English 9--11/3/2014 & 11/4/2014

Jump Off
--Pick up an index card from the front table.  Then, back at your desk, read the information next to the bullet below and complete the task at hand quietly and independently.
  • The discussions that occurred last class led me to the conclusion that most of you were able to determine Claudette's general tone at the beginning of Stage 4 of "St. Lucy's..."  Some of you claimed that Claudette has a depressed tone or a sad tone or a disgusted tone.  An understanding of Claudette's tone should allow you to answer the following question--please do so on your index card, and be prepared to share your ideas and the specific pieces of text that back up your ideas in a few minutes:
How does Claudette truly feel about St. Lucy's as an institution?  Consider St. Lucy's objectives, Claudette's experiences and observations, and the way that Claudette depicts the events that she recounts in the story.
*AS YOU WORK, I WILL COME AROUND AND RETURN YOUR "TONE ANALYSIS TICKET-OUT-THE-DOOR" DOCUMENTS FROM THE END OF LAST CLASS--COMPARE YOUR WORK TO THE EXEMPLARS SHARED DURING THE "S. THE C." PORTION OF THE AGENDA*

S. the C.

--You should leave class today with:
  • a solid grasp of what tone is and how readers can determine tone
  • an understanding of how an author's or speaker's or character's tone impacts an author's work on the whole
  • a deeper understanding of theme in literature, as evidenced by your ability to answer the five focus questions below:
    • What is a theme?
    • How can a reader determine what themes exist in a text?
    • What is a theme statement?
    • How does a mere theme differ from a theme statement?
    • How can a reader turn a theme into a theme statement?
  • a rough idea of what insights into the human condition (theme statements) author Karen Russell attempts to convey in "St. Lucy's..."--THIS OBJECTIVE WILL BE ASSESSED AT THE END OF CLASS/NEXT CLASS VIA THE THEME STATEMENT-RELATED HOMEWORK ASSIGNMENT
--T-O-D exemplars shared from last class
--quick share-out as per the Jump Off--today's class is very much an RL.2-driven lesson, but understanding tone (RL.4) will come in handy!
--agenda/HW

Transition -- open your notebook and date the page--label this section of your notes The Gist of "The Best Nest"

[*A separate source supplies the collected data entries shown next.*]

PR #5783, opened 2026-05-12
Screen recording: add optional max duration

### LINKED ISSUE #5782: Screen recording: add optional max duration
Currently `Alt+Print` → Screenrecord starts an open-ended recording that must be manually stopped with the same hotkey. I keep forgetting to turn it off and ending up with huge files.

**Proposal:** add a Max duration submenu after the audio selection (e.g. 15min / 30min / 1h / 2h / Unlimited). "Unlimited" preserves today's behavior and stays the default-friendly path. When a duration is chosen, schedule an auto-stop tied to the recorder's PID (so it can't accidentally stop a later recording if the user manual-stops and restarts).

davidguttman:
Closes #5782.

Adds a Max duration submenu to the screenrecord flow (Unlimited / 15min / 30min / 1h / 2h). "Unlimited" is first and preserves today's behavior. When a finite duration is picked, an auto-stop is scheduled against the specific `gpu-screen-recorder` PID, so a manual stop (Alt+Print or the waybar indicator) followed by a new recording can't be killed by an orphaned timer — the timer re-checks `/proc/$pid` before signaling.

The duration prompt happens *before* `omarchy-capture-screenrecording` is invoked, so the prompt itself isn't captured. The two helpers (`wait_for_screenrecorder_pid`, `schedule_screenrecord_autostop`) keep the call site to a single line and document the safety property.

## Test plan
- Unlimited → records until manual stop (unchanged behavior).
- 15min → records and auto-stops at 15min.
- Start 30min, manually stop at ~10s (Alt+Print or waybar click), immediately start a new Unlimited → new recording is not killed at t=30min.
- All four audio/webcam combos still selectable.

### DIFF
--- a/bin/omarchy-menu
+++ b/bin/omarchy-menu
@@ -184,19 +184,59 @@ show_webcam_select_menu() {
 show_screenrecord_menu() {
   omarchy-capture-screenrecording --stop-recording && exit 0
 
+  local audio="" webcam=""
   case $(menu "Screenrecord" "  With no audio\n  With desktop audio\n  With desktop + microphone audio\n  With desktop + microphone audio + webcam") in
-  *"With no audio") omarchy-capture-screenrecording ;;
-  *"With desktop audio") omarchy-capture-screenrecording --with-desktop-audio ;;
-  *"With desktop + microphone audio") omarchy-capture-screenrecording --with-desktop-audio --with-microphone-audio ;;
+  *"With no audio") ;;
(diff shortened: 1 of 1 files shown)


dhh:
Interesting idea, but can't say it's a problem I've ever had. We have the indicator in the menu to remind you that we're recording. But could be a neat script to add on your own setup, then bind a custom hotkey for it. That's the fun part of owning your own operating system!

PR #5786, opened 2026-05-12
Add prefix M-Enter to open a new terminal in popup

vtmx:
Prefx M-Enter open a new terminal in popup mode.


dhh:
We've bound that now to just creating a new pane. Prefer that as that's the most common.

Notetaking/Application Activity -- Themes, Theme Statements, and Strong and Thorough Textual Evidence
--view "The Best Nest" on YouTube (based on a children's book by P.D. Eastman)--jot down notes encompassing the gist of the story, which we will then refer back to when we go through the theme notes during the next part of class

http://www.youtube.com/watch?v=7f6TsHA0kTM

--Transition--pick up the "'St. Lucy's Home for Girls Raised by Wolves' Mini-Unit--Theme Notes (RL.2)" page from the front table
--read through the top half of the notes page together, referring back to "The Best Nest" as a base of examples--annotate and/or copy t-chart from front board into your notebook!
--independent work--"St. Lucy's..." emergent themes brainstorming
--share out
--directions on back of page read/clarified (if necessary)

Closure/HW Time
--mindfully complete the back of the theme notes page (gather strong and thorough textual evidence from and develop a rough theme statement for "St. Lucy's...")--when and if you finish, I will take a look!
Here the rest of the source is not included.